(DATASET SECTION begins)

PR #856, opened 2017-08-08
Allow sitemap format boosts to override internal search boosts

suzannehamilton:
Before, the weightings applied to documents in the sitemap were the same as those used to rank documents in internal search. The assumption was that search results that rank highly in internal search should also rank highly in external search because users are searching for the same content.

(DATASET SECTION ends)

An exact copy of the listing is what's needed here.

→ **SOLUTION FOR THIS PROBLEM**
PR #856, opened 2017-08-08
Allow sitemap format boosts to override internal search boosts

suzannehamilton:
Before, the weightings applied to documents in the sitemap were the same as those used to rank documents in internal search. The assumption was that search results that rank highly in internal search should also rank highly in external search because users are searching for the same content.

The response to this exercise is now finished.